(Stored data entries)

Issue #7293, opened 2026-07-15
fix(backend): hoist client-injected 'system' messages to index 0 for strict providers — #6135 only covered the memory half


diegosouzapw:
## Summary

Providers that enforce "a `system` message may only appear at index 0" reject requests with `[400] A 'system' message can only appear at index 0 of the messages array` whenever **any** party places a `system` message later in the array. OmniRoute should normalize this defensively on the outbound request path, since it is the single proxy every request funnels through.

**Source:** Discussion #6129 by @AlexanderPadron (provider: mimo-v2.5; clients: OpenCode / Kilo Code).

## Why this is a separate issue from #6135

#6135 fixed **only the memory-injection half** — "Memory injection now keeps the injected system message first for providers that require it (`PROVIDERS_SYSTEM_M...`)" (PR #6225, shipped v3.8.45/v3.8.46) — and was closed on 2026-07-05.

But @AlexanderPadron subsequently confirmed, in the same discussion, that the 400 **still fires with memory disabled** (mimo-v2.5, `messageCount: 70`). That rules out the memory path as his trigger and confirms the other half: **the client itself** (OpenCode / Kilo Code) places a `system` message at a non-zero index, and OmniRoute forwards it untouched.

The intent to broaden #6135 to cover this was stated on the discussion, but #6135 was already closed and no tracking issue was ever opened for the client-injected case. This issue is that missing tracker. Confirmed absent from the codebase: existing hoisting logic is provider/path-specific (`open-sse/handlers/chatCore/claudeSystemRole.ts` for Claude, `open-sse/executors/codex.ts:1252` for the Responses API, `src/lib/memory/injection.ts:60` for memory) — there is **no general strict-provider normalization on the outbound request path**.

## Expected behavior

For providers declared as "system only at index 0", any `system`-role message at index > 0 in the outgoing `messages` array is hoisted to the front — **merged into** the leading system block rather than dropped — regardless of who inserted it (memory, client, or a future injector).

## Proposed implementation

Design as laid out on the discussion:

1. **Capability flag for strict-system providers** (mimo / OpenAI-compatible-strict) so normalization only runs where required and does not disturb providers that accept mid-array `system`. Note `src/lib/memory/injection.ts:60` already documents the concept ("Providers that accept a system-role message ONLY at index 0") — reuse that list/flag rather than introducing a second source of truth.
[...]

PR #9457, opened 2026-08-04
fix(sse): preserve client cache boundaries when hoisting system roles

### LINKED ISSUE #9436: fix(providers): Claude system-role hoisting moves cache_control out of messages causing history-cache misses
### OmniRoute Version

3.8.49

### Installation Method

npm (global)

### Operating System

Linux

### OS Version

Ubuntu 24.04.4 LTS

### Node.js Version

v24.18.1

### Provider(s) Involved

Anthropic (Claude OAuth)

### Model(s) Involved

claude-sonnet-5 (233 of 234 Claude upstream records), claude-opus-5 (1)

### Client Tool

Claude Code 2.1.201 (claude-cli/2.1.201 (external, cli))

### Description

On Claude-formatted requests routed to an Anthropic Claude OAuth target
(including the priority-combo path used in this incident), OmniRoute hoists
mid-conversation `role: "system"` / `role: "developer"` content blocks from
`messages[]` into the top-level `system[]` array.

The entire block is carried into `system[]` by object spread in
`extractSystemRoleMessages` and by reference in `extractSystemMessagesToBody` 
so any attached `cache_control` marker travels with it. The breakpoint layout
goes from `sys=1,msg=1` to `sys=2,msg=0`: no breakpoint remains in `messages`,
so the growing message-history portion after the cached system prefix is
processed as fresh input. This frequently forces the following turn to perform a
large cache rebuild for the affected history.

The trigger is the marker, not the message. Healthy calls in the same sessions
also retained hoisted system blocks in the outgoing `system` array, but their
active message breakpoint remained on a `role: "user"` / `blockType:
"tool_result"` block (149 of 149). 
In this dataset, hoisted system content did not correlate with cache misses as long as the active message breakpoint
remained in `messages`. That is why this affects ~11 % of calls rather than all
of them, and why short tests can easily miss it.

*Notation: `sys=N` / `msg=N` is the number of `cache_control` breakpoints in the
`system` array and in `messages`, as reported by `_omniroute.claudePromptCache`
in the call-log artifacts.*

### Steps to Reproduce

**A. Deterministic, no API call and no quota needed.** The transformation is
pure, so it can be exercised directly:

```js
import { extractSystemRoleMessages } from "./open-sse/handlers/chatCore/claudeSystemRole.ts";

const body = {
  system: [{ type: "text", text: "base prompt", cache_control: { type: "ephemeral" } }],
  messages: [
    { role: "user", content: [{ type: "text", text: "turn 1" }] },
    { role: "assistant", content: [{ type: "text", text: "reply 1" }] },
    { role: "system", content: [
        { type: "text", text: "note", cache_control: { type: "ephemeral" } } ] },
    { role: "user", content: [{ type: "tool_result", tool_use_id: "toolu_1", content: "ok" }] },
  ],
};

extractSystemRoleMessages(body);
// inspect where cache_control now sits
```

Then repeat with the marker on the `tool_result` block instead of on the system
note, that reproduces the healthy case and the layout stays `sys=1,msg=1`.

The same check against `extractSystemMessagesToBody`
(`claudeUpstreamMessages.ts`) shows the identical result.

**B. In live traffic.** Route Claude Code at a Claude OAuth connection and run a
session long enough that the client sends a mid-conversation system/developer
message carrying the cache breakpoint. Compare `_omniroute.claudePromptCache` in
the call-log artifact of that call with the preceding one.

### Expected Behavior

Hoisting a system/developer message must not remove effective cache coverage
from the accumulated message history.

The transformation should preserve the client's cache-boundary semantics.
Possible implementations include keeping the relevant message boundary in
`messages`, or applying an equivalent cache boundary after hoisting without
duplicating or silently broadening the cached content.

For targets that natively support mid-conversation system/developer messages,
skipping the hoist may be the cleaner option. A capability gate based solely on
the observed beta header would not have covered this incident:
`mid-conversation-system-2026-04-07` appeared in none of the three
`anthropic-beta` variants seen in the window and 0 times in the application log.
Strict-provider behaviour covered by #7293 must remain intact.

### Actual Behavior

When the active message breakpoint is attached to the hoisted block, the marker
moves into `system[]` and no breakpoint remains in `messages`. A large portion
of the accumulated message history is then processed as fresh input. In 21
observed cases, the following call performed a large cache rebuild.

Over an 8-hour window (2026-08-01 19:18Z – 2026-08-02 03:15Z), 321 client
requests produced 234 Claude upstream records (226 × HTTP 200, 8 errors).
Grouped by breakpoint layout:

| Layout | Calls | Median fresh input | Total fresh input |
|---|---|---|---|
| `sys=1, msg=1` | 149 | 2 | 3,584 |
| `sys=2, msg=1` | 39 | 2 | 77 |
| `sys=2, msg=0` | 24 | 97,538 | 2,275,338 |
| `sys=3, msg=0` | 2 | 204 | 409 |
| `sys=0, msg=0` | 12 | 754 | 9,026 |

The 26 affected calls with one or more system breakpoints but no message
breakpoint (`sys=2,msg=0`: 24; `sys=3,msg=0`: 2) represent 11.5 % of successful
calls. They produced 2,275,747 fresh input tokens, 99.4 % of all uncached input
in the window. The 21 rebuilds that followed them wrote 2,745,965 cache-creation
tokens, 82.8 % of all cache creation. The 12 `sys=0,msg=0` calls are a separate
category, they carry no breakpoints at all and account for 9,026 fresh tokens.

Totals over the 226 successful calls: input 27,467,017 (cache_read 21,861,426,
cache_creation 3,317,157, fresh 2,288,434), output 304,531. In OmniRoute's
call-log schema, `tokens_in` includes cache-read and cache-creation tokens;
here, `fresh` means `tokens_in - tokens_cache_read - tokens_cache_creation`.

Approximately 56 % of API-price-weighted load in the window was associated with
this miss-and-rebuild pattern. (Weighting is my own approximation of the
published multipliers: cache_read ×0.1, fresh ×1.0, cache_creation ×1.25,
output ×5 used only to compare shares, not a billing statement.)

This is not caused by duplicate upstream calls: the upstream/client ratio is
0.73, with 0 `EMPTY_CONTENT_FALLBACK` events, 0 stream recoveries and 2 retries,
both Gemini cooldown. No duplicate billable Claude upstream call was observed;
the repeated `correlation_id`s are error/summary pairs with 0 tokens.

### Test Impact

Needs a new unit test

### Error Logs / Output

```shell
02:05:26  in=167,954  cache_read=167,434  cache_creation=    518  fresh=      2   sys=1,msg=1
02:05:32  in=168,797  cache_read= 42,237  cache_creation=    404  fresh=126,156   sys=2,msg=0
02:06:09  in=169,866  cache_read= 34,345  cache_creation=135,519  fresh=      2   <- large cache rebuild

before: [ 'system[0]', 'messages[2].content[0]' ]   sys=1 msg=1
after : [ 'system[0]', 'system[1]' ]                sys=2 msg=0
```

### Screenshots

_No response_

### Additional Context

---

### Root cause

`open-sse/handlers/chatCore/claudeSystemRole.ts`

```js
// line 19-21
const isSystemRole = (role) => role === "system" || role === "developer";
// line 22
const systemMessages = messages.filter((m) => isSystemRole(m.role));
// line 32
extraBlocks.push({ ...block });        // <-- copies cache_control along
// line 42
payload.system = [...existingSystem, ...extraBlocks];
// line 47
payload.messages = messages.filter((m) => !isSystemRole(m.role));
```

The spread on line 32 copies the whole content block, `cache_control` included;
line 47 then removes the message. `extractSystemMessagesToBody` in
`open-sse/handlers/chatCore/claudeUpstreamMessages.ts` (lines 20-53) has the same
defect, there pushing the block by reference. A fix touching only
`claudeSystemRole.ts` leaves that path broken.

This is not confined to the semantic-passthrough branch:
`normalizeClaudeUpstreamMessages` calls `extractSystemRoleMessages` internally
(`claudeUpstreamMessages.ts:65`), so ordinary Claude passthrough traffic reaches
it. Direct call sites are `chatCore.ts:2045` and `chatCore.ts:2083`.

`claudeSystemRole.ts` and `claudeUpstreamMessages.ts` have identical blob hashes
at tags `v3.8.49` and `v3.8.50`, so the line numbers apply to both.

### Corroborating telemetry

`messageCount` grows by +3 on every measurable affected call (22 of 22) against
+2 on healthy ones (183 of 185). The second `sys` breakpoint index increments by
exactly 1 per affected call (3, 4, 5 … 21), resetting only at session boundaries, 
consistent with the outgoing `system` array containing an increasing number of
hoisted blocks as the client re-sends the accumulated conversation state.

▶ Task: Look above for the line that contains "### OS Version". Starting there, transcribe every line exactly until you have copied the line that contains "of them, and".

▶ Answer section:
### OS Version

Ubuntu 24.04.4 LTS

### Node.js Version

v24.18.1

### Provider(s) Involved

Anthropic (Claude OAuth)

### Model(s) Involved

claude-sonnet-5 (233 of 234 Claude upstream records), claude-opus-5 (1)

### Client Tool

Claude Code 2.1.201 (claude-cli/2.1.201 (external, cli))

### Description

On Claude-formatted requests routed to an Anthropic Claude OAuth target
(including the priority-combo path used in this incident), OmniRoute hoists
mid-conversation `role: "system"` / `role: "developer"` content blocks from
`messages[]` into the top-level `system[]` array.

The entire block is carried into `system[]` by object spread in
`extractSystemRoleMessages` and by reference in `extractSystemMessagesToBody` 
so any attached `cache_control` marker travels with it. The breakpoint layout
goes from `sys=1,msg=1` to `sys=2,msg=0`: no breakpoint remains in `messages`,
so the growing message-history portion after the cached system prefix is
processed as fresh input. This frequently forces the following turn to perform a
large cache rebuild for the affected history.

The trigger is the marker, not the message. Healthy calls in the same sessions
also retained hoisted system blocks in the outgoing `system` array, but their
active message breakpoint remained on a `role: "user"` / `blockType:
"tool_result"` block (149 of 149). 
In this dataset, hoisted system content did not correlate with cache misses as long as the active message breakpoint
remained in `messages`. That is why this affects ~11 % of calls rather than all
of them, and why short tests can easily miss it.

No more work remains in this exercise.